Scientifically (and legally), all cannabis is Cannabis Sativa L. In practice, Indica and Sativa are the names used to distinguish each end of the cannabis 'spectrum'. There are a multitude of different growth-patterns, qualities and effects within this spectrum, most of which are a result of cannabis' remarkable ability to adapt to its environment. Genetically, and in terms of interbreeding, all cannabis is in the same family.
- Most Indica varieties come from southern Asia and the Indian subcontinent (Afghanistan, Pakistan, India, Tibet, Nepal, etc.).
- Indicas are compact and stocky, with dense, heavy, fragrant buds. Indica buds tend to grow in clusters, with varying amounts of space (known as 'internode space') between each cluster.
- Indicas are the faster flowering varieties, usually with a flowering time of 6 to 9 weeks.
- Indicas do not tend to gain height rapidly once flowering has begun. An Indica may be expected to gain between 50 and 100% of its vegetative height by the end of its flowering period.
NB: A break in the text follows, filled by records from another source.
PR #415, opened 2018-07-09
Rename imagine.yaml to liip_imagine.yaml

axzx:
| Q             | A
| ------------- | ---
| License       | MIT


xabbuh:
@fabpot Should we update the validator to check that the file name equals the root config node (I thought we were already doing that)?

axzx:
@Nyholm no, there are only 2 files in the config directory;)

Nyholm:
> @fabpot Should we update the validator to check that the file name equals the root config node (I thought we were already doing that)?

I think that is a good idea. It is one of the few things that I still have to check manually.

PR #419, opened 2018-07-12
Added recipe for the Comsave Salesforce-outbound-message-bundle

Dirk-Scholten:
| Q             | A
| ------------- | ---
| License       | MIT


Dirk-Scholten:
Am I supposed to include my config folder with my bundle? I thought this was bad practise? But I don't see how Travis would ever pass if I don't...

kevinpapst:
The problem is in your bundle. Your [composer.json](https://github.com/comsave/salesforce-outbound-message-bundle/blob/master/composer.json) is conflicting with the recipe integration builds.
There are two demo projects built with your bundle, both using PHP 7.1 (which already conflict with your PHP requirement, but that is ignored on Travis). 
One build is against Symfony 3.4 and one against Symphony 4.0, see these lines in the Travis build:
```
$ export SKELETON_VERSION="^3.4"
$ export SKELETON_VERSION="^4.0"
```
While building my own recipe I had the same problems and these requirements don't seem to be documented (I just figured from the Travis build). The only solution I could come up with: check if you really need these strict dependencies in your bundle and lower them if possible.

comsave/salesforce-outbound-message-bundle/0.3/config/comsave_outbound_message.yaml
```diff
@@ -0,0 +1,7 @@
+comsave_salesforce_outbound_message:
+    wsdl_directory: 'src/Company/Resources/wsdl'
+    document_paths:
+        Account:
+            path: 'src/Company/Document/Account'
+        Product2:
+            path: 'src/Company/Document/Product2'
```
Nyholm: These classes does not exist. Does it make sense to add them in the recipe?

Dirk-Scholten: That's correct, I don't think it makes a lot of sense to add them. They are very specific for each users own implementation. I just added the paths like this to give a fairly clear example of what a working configuration would look like. 

Does it make more sense to make them a more obscure example so it's more clear that they are just examples? Something like `path/to/document/Account`

PR #433, opened 2018-07-24
add the recipe for version 0.6

kasou:
| Q             | A
| ------------- | ---
| License       | MIT


wandi/easyadmin-plus-bundle/0.6/config/packages/wandi_easyadmin_plus.yaml
```diff
@@ -0,0 +1,60 @@
+#wandi_easy_admin_plus:
```
Nyholm: We should not have config in comments like this. Either remove it or uncomment it.

Nyholm:
Closing due inactivity. 

#eu-fossa

PR #443, opened 2018-07-31
Firewall was changed to main.

mathieutu:
Q | A
-- | --
License | MIT

In a previous commit the firewall was changed to main in the configuration. This should be changed too.


mathieutu:
I think travis is broken, I've just updated some text in post install...

PR #398, opened 2018-06-19
add dekalee mailjet bundle configuration

nicolasThal:
| Q             | A
| ------------- | ---
| License       | MIT

PR #445, opened 2018-08-02
WandiMailerBundle recipe

jacquesndl:
| Q             | A
| ------------- | ---
| License       | MIT


jacquesndl:
Hello, can an admin merge this PR ? No reply since Aug 2. Thanks

wandi/mailer-bundle/1.0/config/packages/wandi_mailer.yaml
```diff
@@ -0,0 +1,4 @@
+wandi_mailer:
+    sender:
+        name: 'example'
```
maxhelias: You can also use the env variable for define the name & address like this PR : https://github.com/symfony/recipes-contrib/pull/398/files and then explain the next step in the post-install

jacquesndl: @maxhelias thanks for the advice

wandi/mailer-bundle/1.0/manifest.json
```diff
@@ -0,0 +1,12 @@
+{
+    "bundles": {
+        "Wandi\\MailerBundle\\WandiMailerBundle": ["all"]
+    },
+    "copy-from-recipe": {
+        "config/": "%CONFIG_DIR%/"
+    },
+    "env": {
+        "WANDI_MAILER_SENDER_NAME": "Zinédine Zidane",
+        "WANDI_MAILER_SENDER_ADDRESS": "zinedine.zidane@france.fr"
```
maxhelias: I do not think it's a good idea to set these values ​​by default. Something more generic would be better like `test@test.com`

Nyholm: I agree with Max. Do a more generic example. That will make it more obvious that these values should be changes. 

After that, Im good with merging this PR.

jacquesndl: Ok, it's changed. Thanks.

jacquesndl:
Hello, can an admin merge this PR ? No reply since Nov 14th. Thanks

PR #447, opened 2018-08-04
add recipe for whiteoctober/WhiteOctoberPagerfantaBundle

gabiudrescu:
| Q             | A
| ------------- | ---
| License       | MIT

### DIFF
--- a/white-october/pagerfanta-bundle/1.0/config/packages/white_october_pagerfanta_bundle.yaml
+++ b/white-october/pagerfanta-bundle/1.0/config/packages/white_october_pagerfanta_bundle.yaml
@@ -1,0 +1,4 @@
+white_october_pagerfanta:
+    exceptions_strategy:
+        out_of_range_page:        ~
+        not_valid_current_page:   ~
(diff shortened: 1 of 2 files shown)


gabiudrescu:
@Nyholm 

I have opened a PR to fix the problem with the missing dependency, waiting for it to be accepted and merged.

Regarding the configuration, the repo readme says, I quote:

```
This project is not yet configured with Symfony Flex, so this change to config/bundles.php won't be done automatically.
```

And I don't remember to have got this bundle automatically added to my bundle list when I installed it without my PR to flex. But I will try again.

My main desire was to get flex to create the pagerfanta.yaml on my behalf so I can customize at a later point.

Is there any chance to get this PR merged as it is?

Nyholm:
There is no difference for the user if we merge this PR or not. The bundle will still be installed and work exactly the same way, right?

emodric:
@Nyholm Currently, for some reason, the bundle is not autoactivated if installed with flex, no auto generated recipe is executed.

I haven't been able to deduce why.

emodric:
The reason was non standard PSR-4 config: https://github.com/whiteoctober/WhiteOctoberPagerfantaBundle/pull/205

Nyholm:
Great. I seen you use PSR-4 now. The bundle will be installed with Flex. We dont need a recipe with the default config. 

#eu-fossa

PR #448, opened 2018-08-07
add recipe for PUGXGeoFormBundle

garak:
| Q             | A
| ------------- | ---
| License       | MIT

### DIFF
--- a/pugx/geo-form-bundle/0.2/config/packages/pugx_geo_form.yaml
+++ b/pugx/geo-form-bundle/0.2/config/packages/pugx_geo_form.yaml
@@ -1,0 +1,4 @@
+pugx_geo_form:
+    # see https://developers.google.com/maps/documentation/javascript/geocoding#GeocodingRequests for possible values for "region"
+    region: EU
+    useSsl: false
--- a/pugx/geo-form-bundle/0.2/config/packages/pugx_geo_form.yaml
+++ b/pugx/geo-form-bundle/0.2/config/packages/pugx_geo_form.yaml
@@ -1,4 +1,4 @@
 pugx_geo_form:
     # see https://developers.google.com/maps/documentation/javascript/geocoding#GeocodingRequests for possible values for "region"
     region: EU
-    useSsl: false
+    useSsl: true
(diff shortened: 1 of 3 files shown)


pugx/geo-form-bundle/0.2/config/packages/pugx_geo_form.yaml
```diff
@@ -0,0 +1,4 @@
+pugx_geo_form:
+    # see https://developers.google.com/maps/documentation/javascript/geocoding#GeocodingRequests for possible values for "region"
+    region: EU
+    useSsl: false
```
Nyholm: Shouldn't this be true by default?

garak: We always kept it false as default. I guess it's to avoid possible problems with ssl. Anyway I'm not really a maps expert and so I'm open to suggestions

Nyholm: At [geocoder-php](https://github.com/geocoder-php/Geocoder) we dropped all non-secure endpoints last year. There is no reason why one should use insecure endpoints. 

I understand why you keep the option but using safe default would be better. 

That is just an opinion, Im happy to merge now if you want to.

Nyholm:
Could you have a look at travis? 
It seams like there are some issues. Both with Symfony 4 and another bug.

garak:
It looks like my bundle depends on `%locale%` parameter, that's missing in travis build.
Is there a way to force such parameter in travis?
I found a way to replace such parameter in bundle's config when missing, but it's involving expression language component and I don't like to add such requirement just for a single parameter. Of course, if you know an alternate solution, let me know.

Nyholm:
You should not "force such parameter". 
If you create a new symfony project and then install this bundle you will get this error. The bundle needs to require the missing dependencies or make sure it does not fail without them.

garak:
Let me know if you want me to squash commits or if your can squash them from here. Thanks!

Nyholm:
Thank you

PR #451, opened 2018-08-15
Knpuniversity oauth2 client bundle

ckrack:
| Q             | A
| ------------- | ---
| License       | MIT

### DIFF
--- a/knpuniversity/oauth2-client-bundle/1.20/config/packages/knpu_oauth2_client.yaml
+++ b/knpuniversity/oauth2-client-bundle/1.20/config/packages/knpu_oauth2_client.yaml
@@ -1,16 +1,11 @@
 knpu_oauth2_client:
-    # configure your clients as described here: https://github.com/knpuniversity/oauth2-client-bundle#configuration
     clients:
-        # # will create a service: "knpu.oauth2.client.facebook_main"
-        # first, run `composer require league/oauth2-facebook`
-        # facebook_main:
+        # configure your clients as described here: https://github.com/knpuniversity/oauth2-client-bundle#configuration
+        # make sure to composer require the package for the provider type
+        # clientname: 
         #     # this will be one of the supported types
-        #     type: facebook
-        #     client_id: '%env(FB_ID)%'
-        #     client_secret: '%env(FB_SECRET)%'
+        #     type: some_type
+        #     client_id: '%env(OAUTH_SOMETYPE_ID)%'
+        #     client_secret: '%env(OAUTH_SOMETYPE_SECRET)%'
         #     # the route that you're redirected to after
-        #     # see the controller example below
-        #     redirect_route: connect_facebook_check
-        #     # route parameters to pass to your route, if needed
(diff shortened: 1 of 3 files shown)


knpuniversity/oauth2-client-bundle/1.20/config/packages/knpu_oauth2_client.yaml
```diff
@@ -0,0 +1,16 @@
...
+        #     # this will be one of the supported types
+        #     type: facebook
+        #     client_id: '%env(FB_ID)%'
+        #     client_secret: '%env(FB_SECRET)%'
+        #     # the route that you're redirected to after
+        #     # see the controller example below
+        #     redirect_route: connect_facebook_check
+        #     # route parameters to pass to your route, if needed
+        #     redirect_params: {}
+        #     graph_api_version: v2.12
```
weaverryan: I think we should ONLY include the link, but *not* include all of the `facebook_main` and details below that. Those details could become out of date, and unless you are using Facebook exactly, they won't be useful.

knpuniversity/oauth2-client-bundle/1.20/config/packages/post-install.txt
```diff
@@ -0,0 +1,8 @@
+<bg=blue;fg=white>                                          </>
+<bg=blue;fg=white> What's next for KnpUOAuth2ClientBundle? </>
+<bg=blue;fg=white>                                          </>
+
+  * <fg=blue>Configure</> your oauth2 clients:
+    Add clients as described at <comment>https://github.com/knpuniversity/oauth2-client-bundle#configuration</> in your security firewalls section.
```
weaverryan: How about:

> * Download & configure your OAuth2 clients in `config/packages/knpu_oauth2_client` https://github.com/knpuniversity/oauth2-client-bundle#configuring-a-client

And I think we don't need the next bullet point below.

knpuniversity/oauth2-client-bundle/1.20/manifest.json
```diff
@@ -0,0 +1,14 @@
...
+	},
+	"copy-from-recipe": {
+			"config/": "%CONFIG_DIR%/"
+	},
+	"env": {
+			"#1": "Register for a facebook oauth app:",
+			"#2": "https://developers.facebook.com/apps/",
+			"FB_ID": "facebook-app-id",
+			"FB_SECRET": "facebook-secret"
+	}
```
weaverryan: Because we don't know what client they'll use, I think we shouldn't make any changes to the `.env` file. Instead, we should update the README to talk about this.

knpuniversity/oauth2-client-bundle/1.20/config/packages/knpu_oauth2_client.yaml
ckrack: Will update this, let's hope we get it through, as the guidelines say that there shouldn't be 'empty' configs.

PR #458, opened 2018-08-19
[OverblogGraphQLBundle] Init 0.12 and fix doc link in post install

mcg-web:
| Q             | A
| ------------- | ---
| License       | MIT


overblog/graphql-bundle/0.12/post-install.txt
```diff
@@ -0,0 +1,4 @@
+<bg=blue;fg=white> Next for OverblogGraphQLBundle </>
+    1. Define your schema, read documentation <comment>https://github.com/overblog/GraphQLBundle/blob/master/docs/definitions/index.md</>
```
Nyholm: Why not write "0.12" instead of master?

mcg-web: It's just because 0.12 is still under development, we removed a config entry since 0.12 so we must create a new recipe before merging the change.

PR #460, opened 2018-08-23
Add lireincore/imgcache-bundle recipe

lireincore:
| Q             | A
| ------------- | ---
| License       | MIT


lireincore/imgcache-bundle/0.1/config/packages/lireincore_imgcache.yaml
```diff
@@ -0,0 +1,14 @@
+lireincore_imgcache:
+    driver: gd
+#    srcdir: '%kernel.project_dir%/path/to/source/images'
+    destdir: '%kernel.project_dir%/public/thumbs'
+    webdir: '%kernel.project_dir%/public'
+#    baseurl: 'https:\\sitename.com'
```
OskarStark: you should remove the comments here, if you would like to provide additional information you can add a text file which will be prompted after the installation (and btw. it should be `https://`, not `\\`

Nyholm: I agree with @OskarStark Please remove the config in comments.

lireincore: done

lireincore/imgcache-bundle/0.1/post-install.txt
```diff
@@ -0,0 +1,5 @@
+<bg=blue;fg=white>                                   </>
+<bg=blue;fg=white> Next for LireinCoreImgCacheBundle </>
+<bg=blue;fg=white>                                   </>
+
+  * <fg=blue>Read</> the documentation at <comment>https://github.com/lireincore/LireinCoreImgCacheBundle/blob/master/README.md</>
```
fabpot: I would remove the post install file. We are only using it when there is something to do manually. Someone installing this bundle knows where the doc is.

lireincore: done

PR #1269, opened 2021-08-31
add recipe for dunglas/digital-ocean-bundle

dunglas:
| Q             | A
| ------------- | ---
| License       | MIT
| Packagist     | https://packagist.org/packages/dunglas/digital-ocean-bundle


dunglas:
The error is a false positive. This bundle needs a `psr/http-client-implementation` and a `psr/http-factory-implementation` implementation.

The command to install it with HttpClient is `composer require dunglas/digital-ocean-bundle symfony/http-client nyholm/psr7 guzzlehttp/promises`, but any other compatible client can work.

chalasr (approved):

OskarStark (approved):

PR #1279, opened 2021-09-16
remove cmf recipes as the project is not maintained anymore

dbu:
Q | A
-- | --
License | MIT

as discussed with @javiereguiluz , we will not only remove the cmf doc from symfony.com, but also stop maintaining most cmf components as there is not enough interest in them.


fabpot (approved):

javiereguiluz (approved):
Thanks David!

PR #1283, opened 2021-09-19
Remove bref/symfony-bridge

Nyholm:
| Q             | A
| ------------- | ---
| License       | MIT
| Packagist     | https://packagist.org/packages/bref/symfony-bridge

This recipe is replaced by https://github.com/symfony/recipes/pull/1001


fabpot (approved):

t-richard:
@Nyholm I find this confusing, in https://github.com/brefphp/bref/pull/1032 you say

> I also didnt want to remove docs how to use Bref with non-runtime symfony applications. That is why I added a new page.

But removing this and moving files to the recipe for `runtime/bref` makes it harder for people using the FPM layer because they are on older symfony versions or don't want to use the runtime for some reason.

Removing this would force us to rollback changes to the Symfony part of Bref docs to put back Serverless framework examples that were auto-generated by the recipe.

I understand that the Runtime is the way to go now and I would probably use it on my projects but this seems like a step backward to me. 

If this is merged, then my take would be to rework bref docs first to use the runtime instead of FPM. If this is not possible, I would instead keep this recipe as-is and add only files related to `runtime/bref` in its recipe.

In any case, I would like this PR to wait so that we can have a proper discussion in the bref community and adapt bref docs if necessary.

Nyholm:
Oh. You are correct. I don’t think about that. Hm. Maybe we should close this PR. Let’s leave it open for a while to see how the discussion goes. 

Thank you.

fabpot:
Closing for now then.
Feel free to reopen.

PR #1288, opened 2021-10-19
Add recipe for rikudou/psr6-dynamo-db-bundle

t-richard:
| Q             | A
| ------------- | ---
| License       | MIT
| Packagist     | https://packagist.org/packages/rikudou/psr6-dynamo-db-bundle

This bundle provides a PSR-6 cache adapter for Symfony + a Session handler both storing data in AWS DynamoDB.

I enabled it only in `prod` because it would otherwise require a local DynamoDB emulator (probably using Docker) or a real DynamoDB table for local development which is not ideal.

Also, `AWS_REGION` is commented because
* it could already be defined if using another AWS-related package 
* it might be predefined in an AWS environment (eg. variables exists in AWS Lambda).

@RikudouSage would love your thoughts on this before going further.


t-richard:
The CI failure is because the bundle is not compatible with Symfony 4.4 and the CI tries to install it on a 4.4 skeleton project. 

Not sure if that's the intended behaviour.

t-richard:
Is there anything blocking the merge of this PR?

Nyholm (approved):
Thank yuo

PR #1307, opened 2021-11-10
added 4.4 config file

ychadwick:
| Q             | A
| ------------- | ---
| License       | MIT


ychadwick:
How can I define which PHP version should be used in the Test? Is it even possible, or does the bundle have to working in php 8?

Nyholm (approved):
Thank you. 

There is no way to define PHP versions Im afraid.

PR #1317, opened 2021-12-09
`FollowSymlinks` to be enabled at any times

Hanmac:
RewriteRule needs FollowSymlinks to be enabled at any times

| Q             | A
| ------------- | ---
| License       | MIT
| Packagist     | 

without the Option you get:
> AH00670: Options FollowSymLinks and SymLinksIfOwnerMatch are both off, so the RewriteRule directive is also forbidden due to its similar ability to circumvent directory restrictions

### DIFF
--- a/symfony/apache-pack/1.0/public/.htaccess
+++ b/symfony/apache-pack/1.0/public/.htaccess
@@ -18,6 +18,10 @@ DirectoryIndex index.php
 </IfModule>
 
 <IfModule mod_rewrite.c>
+    # This Option needs to be enabled for RewriteRule, otherwise it will show an error like
+    # 'Options FollowSymLinks or SymLinksIfOwnerMatch is off which implies that RewriteRule directive is forbidden'
+    Options +FollowSymlinks
+
     RewriteEngine On
 
     # Determine the RewriteBase automatically and set it as environment variable.


symfony/apache-pack/1.0/public/.htaccess
```diff
@@ -18,6 +18,10 @@ DirectoryIndex index.php
 </IfModule>
 
 <IfModule mod_rewrite.c>
+    # This Option needs to be enabled for RewriteRule, otherwise it will show an error like
+    # 'Options FollowSymLinks or SymLinksIfOwnerMatch is off which implies that RewriteRule directive is forbidden'
+    Options +FollowSymlinks
+
```
Nyholm, line 24: This is added as a comment just a few lines above. 

I suggest to not change the defaults and let the user uncomment line 12 instead.

OskarStark: @fabpot WDYT?

fabpot: Last time I used Apache was probably more than 15 years ago, so I have no idea.
I would tend to trust people using Apache :)

OskarStark: Same here

OskarStark (approved):

OskarStark:
@Hanmac can you please rebase, so the auto merge can kick in? or @fabpot please klick the merge button 😄

PR #1324, opened 2021-12-20
Recipes/easy block bundle

arnaud-ritti:
| Q             | A
| ------------- | ---
| License       | MIT
| Packagist     | [https://packagist.org/packages/agence-adeliom/easy-block-bundle](https://packagist.org/packages/agence-adeliom/easy-block-bundle)


fabpot:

- The effect of Indica is generally classified as a 'stone', meaning that it is more centred on the body. It may enhance physical sensations such as taste, touch and sound. It has a relaxing effect - mentally and physically - and may be soporific in larger doses.
- Sativas generally originate in the equatorial regions - Thailand, Cambodia, Jamaica, Mexico, etc.
- Given the same conditions, Sativas grow taller than Indicas. Sativa buds tend grow larger than Indica, as they run along the length of a branch instead of clustering around the internodes. However, they will usually weigh less than Indica when dry, due to their lower density. Sativa buds also tend to have a less striking odour, both when growing and when dry.
- Sativas take longer to flower. They will usually need between 9 and 12 weeks to finish blooming. However, they need far less vegetative time BEFORE flowering than Indicas. So the overall time required for Sativas is about the same as for Indicas (and sometimes less in terms of 'light hours')
- Sativas will usually continue to gain height while flowering, often gaining 200%, 300% or more of their vegetative height while flowering. This is because around the equator there is not so much difference in the number of daylight hours between winter and summer. Therefore, Sativas in their native environment will grow and flower at the same time. For this reason indoor growers should not allow a Sativa too much vegetative growth before inducing flowering. When growing from clones, many Sativa varieties may be flowered as soon as the clone has rooted.
- Despite their lower weight and potentially longer flowering time, Sativas are valued by many growers for their 'high' effect. This high may be characterized as cerebral, energetic, creative, giggly or even psychedelic. It is less overpowering than the Indica 'stone', and less likely to send the user to sleep.